PR #572, opened 2016-12-31
patch fs methods as macrotask, add test cases of fs watcher

JiaLiPassion:
1. patch fs async methods (open, exists, write...) as macrotask, in previous patch, we use wrap, 
in my understanding, patch with wrap vs as macro task, we can both intercept schedule and invoke, 
but patch with macroTask can also have the ability to intercept cancelTask and hasTask.

2. add test cases of fs watcher related methods. Because we already patched EventEmitter, so fs.watch, fs.watchFile, fs.unwatchFile don't need additional patch. 
3. add a generic patch macro task method in util.ts

And in original patch, we patched the fs function with wrap, now we treat them as macrotask, so fs method will make additional callback (invokeTask/scheduleTask etc..) call, it may have some performance impact, I will make some other performance demo to check it.

### DIFF
--- a/lib/common/utils.ts
+++ b/lib/common/utils.ts
@@ -481,3 +481,37 @@ export function patchMethod(
   }
   return delegate;
 }
+
+export interface MacroTaskMeta extends TaskData {
+  name: string;
+  target: any;
+  callbackIndex: number;
+  args: any[];
+}
+
+// TODO: support cancel task later if necessary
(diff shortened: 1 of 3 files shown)


JiaLiPassion:
I have make some performance test to compare the performance, basically the macrotask-patch version run the same performance with non-patch and wrap-patch version.

PR #580, opened 2017-01-02
fix #579, add isOrphan property to zoneSpec

### LINKED ISSUE #579: Implement a orphan zonespec not call parentZoneDelegate's callback
Sometimes we need a zone that run as an orphan without calling parentZoneDelegate, for example, 
in the following example.

```javascript
  const zoneASpec = {
        name: 'A',
        onScheduleTask: (delegate, currentZone, targetZone, task): Task => {
          console.log('log here....');
        }
      };
```

In the zoneASpec, we want to console.log something or do some other stuffs which may
be an async operation. And the new created async operation will call the onScheduleTask again 
and eventually cause dead loop.  (the above sample will cause dead loop in node.js, because 
console.log will call process.nextTick and will trigger onScheduleTask again).

Maybe it is not recommended to do heavy work in zoneSpec's callback, but I think we still need to
have the ability to do that.

So we really need is 

```javascript
  const zoneASpec = {
        name: 'A',
        onScheduleTask: (delegate, currentZone, targetZone, task): Task => {
           Zone.current.fork({name:'orphan', isOrphan: true}).run(() => {
              console.log('log here');
           });
        }
      };
```

the orphanZoneSpec will not call parentZoneDelegate's callback. 

**So I think basically we should use the orphanZoneSpec to do staff that may trigger 
another async operation all the time.**

**Base on the above idea, another approach is by default let all zoneSpec's callback in the orphan zone, so developer don't need to create orphan zone by themselves **

Please help me to review whether the thought is correct or not.

JiaLiPassion:
fix #579, add isOrphan property to zoneSpec, by default is false, so will not impact current behavior, 
if isOrphan is true, then the parent zone's callback will not be called.

- usage

```javascript
  const zoneASpec = {
        name: 'A',
        onScheduleTask: (delegate, currentZone, targetZone, task): Task => {
           Zone.current.fork({name:'orphan', isOrphan: true}).run(() => {
              console.log('log here');
           });
        }
      };
```

So the code run in orphan zone will not trigger it's parent zone zoneA's callback.

I think maybe all code run in zoneSpec's callback which may trigger other async operation 
should run in an orphan zone, otherwise may trigger dead loop error.
for example.

```javascript
const zoneASpec = {
        name: 'A',
        onScheduleTask: (delegate, currentZone, targetZone, task): Task => {
           asyncLog('log here');
        }
      };
```

such code may cause dead loop, because asyncLog will also trigger onScheduleTask 
in zoneA.

with orphanZone, the code may like this.
```javascript
  const zoneASpec = {
        name: 'A',
        onScheduleTask: (delegate, currentZone, targetZone, task): Task => {
           Zone.current.fork({name:'orphan', isOrphan: true}).run(() => {
              asyncLog('log here');
           });
        }
      };
```

### DIFF
--- a/lib/zone.ts
+++ b/lib/zone.ts
@@ -271,6 +271,12 @@ interface ZoneSpec {
   name: string;
 
   /**
+   * Is the spec is Orphan Spec, by default orphan is false
+   * If Orphan is true, than the spec will not call parent zone delegate's callback
+   */
+  isOrphan?: boolean;
+
+  /**
    * A set of properties to be associated with Zone. Use [Zone.get] to retrive them.
    */
   properties?: {[key: string]: any};
@@ -717,6 +723,8 @@ const Zone: ZoneType = (function(global: any) {
   class ZoneDelegate implements AmbientZoneDelegate {
     public zone: Zone;
 
+    private _isOrphan: boolean = false;
+
     private _taskCounts: {microTask: number,
                           macroTask: number,
                           eventTask: number} = {microTask: 0, macroTask: 0, eventTask: 0};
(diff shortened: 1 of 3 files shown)


mhevery:
Why not just run `asyncLog` in root zone to prevent loop? Not sure about `isOrphan` can you discuss more the motivations?

JiaLiPassion:
@mhevery , Thank you for your review, yes, run asyncLog in root zone can resolve the problem, but sometimes we need to run some async code in current zone instead of root zone, for example, we can't change root zone spec's code because root zone spec is in other library (angular2 etc.), another example is we just want to debug something by using console.log (console.log will cause async operation by calling process.nextTick).

mhevery:
> for example, we can't change root zone spec's code because root zone spec

But you can fork from the root zone, which is effectively very similar to `isOprphan'.

> console.log will cause async operation by calling process.nextTick

`console.log` is sync and it should not cause `process.nextTick`. Did you mean your own `asyncLog` which writes to the server?


What is the benefit of having `isOrphan` since we can just fork a new spec from `RootZone`? What kids of `ZoneSpec` hooks would you like to run, which can't be just forked from rootZone?

mhevery:
Also this is behavior is hard to explain, which tells me that it probably is not a good primitive.

JiaLiPassion:
@mhevery , yeah, I agree with you, fork from root zone is much better way to do that, I'll close this PR, should we provide a util method to get Root Zone ?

_What is being asked:_ Search the entries for the word "loop", then list each line that holds it.

_The completed task:_
and eventually cause dead loop.  (the above sample will cause dead loop in node.js, because 
should run in an orphan zone, otherwise may trigger dead loop error.
such code may cause dead loop, because asyncLog will also trigger onScheduleTask 
Why not just run `asyncLog` in root zone to prevent loop? Not sure about `isOrphan` can you discuss more the motivations?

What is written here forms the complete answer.